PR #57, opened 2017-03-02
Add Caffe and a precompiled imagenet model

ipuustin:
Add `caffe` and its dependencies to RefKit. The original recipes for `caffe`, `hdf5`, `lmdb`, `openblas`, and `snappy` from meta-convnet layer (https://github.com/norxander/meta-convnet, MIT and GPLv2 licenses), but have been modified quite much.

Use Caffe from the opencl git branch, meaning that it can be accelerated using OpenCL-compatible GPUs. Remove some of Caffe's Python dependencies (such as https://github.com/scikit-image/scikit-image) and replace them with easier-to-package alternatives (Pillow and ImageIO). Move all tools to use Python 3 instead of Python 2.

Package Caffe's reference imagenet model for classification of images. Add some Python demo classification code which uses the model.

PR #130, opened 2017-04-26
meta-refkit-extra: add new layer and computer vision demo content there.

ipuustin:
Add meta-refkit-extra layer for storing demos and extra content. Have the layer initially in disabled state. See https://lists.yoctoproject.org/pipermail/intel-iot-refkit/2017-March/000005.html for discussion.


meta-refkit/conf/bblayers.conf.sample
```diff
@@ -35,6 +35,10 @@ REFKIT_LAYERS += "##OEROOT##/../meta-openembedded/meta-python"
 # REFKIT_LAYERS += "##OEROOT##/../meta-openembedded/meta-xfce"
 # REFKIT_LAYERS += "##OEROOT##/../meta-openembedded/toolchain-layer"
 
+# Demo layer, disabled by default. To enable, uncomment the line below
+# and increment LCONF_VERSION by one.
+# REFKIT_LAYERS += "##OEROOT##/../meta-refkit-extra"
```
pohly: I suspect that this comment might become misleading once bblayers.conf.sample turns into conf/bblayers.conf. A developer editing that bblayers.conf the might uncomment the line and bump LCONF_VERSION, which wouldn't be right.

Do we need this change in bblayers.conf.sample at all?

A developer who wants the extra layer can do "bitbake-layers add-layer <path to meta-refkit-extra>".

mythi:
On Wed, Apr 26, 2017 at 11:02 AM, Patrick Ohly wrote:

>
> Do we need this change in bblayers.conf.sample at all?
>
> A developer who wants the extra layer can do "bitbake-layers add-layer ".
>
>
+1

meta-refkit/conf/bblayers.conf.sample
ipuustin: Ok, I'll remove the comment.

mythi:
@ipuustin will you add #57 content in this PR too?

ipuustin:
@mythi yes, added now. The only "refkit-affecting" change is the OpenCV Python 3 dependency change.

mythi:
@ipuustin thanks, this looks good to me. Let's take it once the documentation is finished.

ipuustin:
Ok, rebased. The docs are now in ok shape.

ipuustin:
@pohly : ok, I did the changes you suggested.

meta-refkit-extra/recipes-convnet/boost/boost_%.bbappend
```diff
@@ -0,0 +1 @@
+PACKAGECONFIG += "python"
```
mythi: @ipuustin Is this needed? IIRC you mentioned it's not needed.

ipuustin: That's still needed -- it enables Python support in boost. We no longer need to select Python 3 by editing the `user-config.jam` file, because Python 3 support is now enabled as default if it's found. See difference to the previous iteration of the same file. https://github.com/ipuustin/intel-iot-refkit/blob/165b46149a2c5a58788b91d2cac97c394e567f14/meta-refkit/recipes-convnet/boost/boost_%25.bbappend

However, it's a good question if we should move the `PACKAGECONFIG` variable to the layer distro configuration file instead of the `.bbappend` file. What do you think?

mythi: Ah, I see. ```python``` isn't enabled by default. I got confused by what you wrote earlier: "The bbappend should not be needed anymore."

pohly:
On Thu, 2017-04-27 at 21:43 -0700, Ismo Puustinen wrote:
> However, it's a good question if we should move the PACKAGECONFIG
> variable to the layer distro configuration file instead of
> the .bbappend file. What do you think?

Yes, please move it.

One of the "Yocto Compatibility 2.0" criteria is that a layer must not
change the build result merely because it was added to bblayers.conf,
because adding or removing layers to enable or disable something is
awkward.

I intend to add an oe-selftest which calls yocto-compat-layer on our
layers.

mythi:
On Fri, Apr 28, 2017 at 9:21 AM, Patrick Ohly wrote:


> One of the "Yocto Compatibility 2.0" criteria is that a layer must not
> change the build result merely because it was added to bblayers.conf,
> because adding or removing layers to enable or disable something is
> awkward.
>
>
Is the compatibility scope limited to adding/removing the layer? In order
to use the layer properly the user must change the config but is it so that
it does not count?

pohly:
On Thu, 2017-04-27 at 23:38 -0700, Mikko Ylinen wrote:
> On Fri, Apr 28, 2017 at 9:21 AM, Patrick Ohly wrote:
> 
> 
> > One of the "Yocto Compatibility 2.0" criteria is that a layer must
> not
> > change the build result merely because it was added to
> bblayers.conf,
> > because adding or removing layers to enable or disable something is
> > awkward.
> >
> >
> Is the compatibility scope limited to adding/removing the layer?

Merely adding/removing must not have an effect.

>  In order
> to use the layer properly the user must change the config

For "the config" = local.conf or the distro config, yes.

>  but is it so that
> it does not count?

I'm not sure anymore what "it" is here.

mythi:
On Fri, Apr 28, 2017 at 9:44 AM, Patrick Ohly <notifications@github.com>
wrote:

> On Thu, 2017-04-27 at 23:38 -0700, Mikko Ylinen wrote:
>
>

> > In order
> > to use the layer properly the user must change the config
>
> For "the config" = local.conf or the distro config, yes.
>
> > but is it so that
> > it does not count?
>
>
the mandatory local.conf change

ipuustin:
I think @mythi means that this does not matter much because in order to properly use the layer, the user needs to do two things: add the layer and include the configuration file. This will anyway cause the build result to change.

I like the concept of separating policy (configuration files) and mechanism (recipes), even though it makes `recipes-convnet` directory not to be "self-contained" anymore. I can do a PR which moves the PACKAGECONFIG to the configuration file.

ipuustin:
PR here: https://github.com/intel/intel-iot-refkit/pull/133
--
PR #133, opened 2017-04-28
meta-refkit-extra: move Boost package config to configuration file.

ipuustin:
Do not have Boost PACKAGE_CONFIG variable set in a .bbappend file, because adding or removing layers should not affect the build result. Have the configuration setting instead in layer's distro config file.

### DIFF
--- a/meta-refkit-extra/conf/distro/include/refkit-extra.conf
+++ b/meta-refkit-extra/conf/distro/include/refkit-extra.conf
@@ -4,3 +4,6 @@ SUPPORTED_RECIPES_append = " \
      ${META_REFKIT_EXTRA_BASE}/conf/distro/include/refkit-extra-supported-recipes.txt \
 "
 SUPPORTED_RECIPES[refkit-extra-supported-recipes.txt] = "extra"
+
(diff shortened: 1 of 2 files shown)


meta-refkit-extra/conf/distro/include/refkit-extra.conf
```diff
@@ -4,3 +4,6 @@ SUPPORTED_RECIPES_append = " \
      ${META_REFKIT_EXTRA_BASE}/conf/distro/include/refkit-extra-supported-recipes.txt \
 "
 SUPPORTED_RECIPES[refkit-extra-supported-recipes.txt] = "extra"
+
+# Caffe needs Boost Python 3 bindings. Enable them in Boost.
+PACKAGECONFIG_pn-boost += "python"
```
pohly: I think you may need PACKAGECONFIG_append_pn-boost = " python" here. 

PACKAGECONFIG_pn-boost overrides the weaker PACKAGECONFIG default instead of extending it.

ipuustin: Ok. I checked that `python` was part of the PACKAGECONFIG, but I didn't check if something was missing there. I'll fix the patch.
---
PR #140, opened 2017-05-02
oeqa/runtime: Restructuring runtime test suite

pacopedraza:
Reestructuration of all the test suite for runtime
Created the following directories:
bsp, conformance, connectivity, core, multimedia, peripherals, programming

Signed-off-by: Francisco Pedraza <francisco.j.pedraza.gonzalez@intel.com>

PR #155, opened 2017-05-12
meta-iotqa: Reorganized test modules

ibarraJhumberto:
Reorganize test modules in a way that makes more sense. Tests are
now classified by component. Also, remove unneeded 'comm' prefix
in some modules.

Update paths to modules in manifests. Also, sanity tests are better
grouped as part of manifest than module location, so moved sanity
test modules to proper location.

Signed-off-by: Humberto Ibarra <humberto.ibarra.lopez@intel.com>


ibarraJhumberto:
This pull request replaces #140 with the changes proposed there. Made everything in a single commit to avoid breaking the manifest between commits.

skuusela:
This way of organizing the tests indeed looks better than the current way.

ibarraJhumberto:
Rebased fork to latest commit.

Problem to work on: After reading each line of the data, give only the number of lines that include the word "imagenet".

Answer box: 2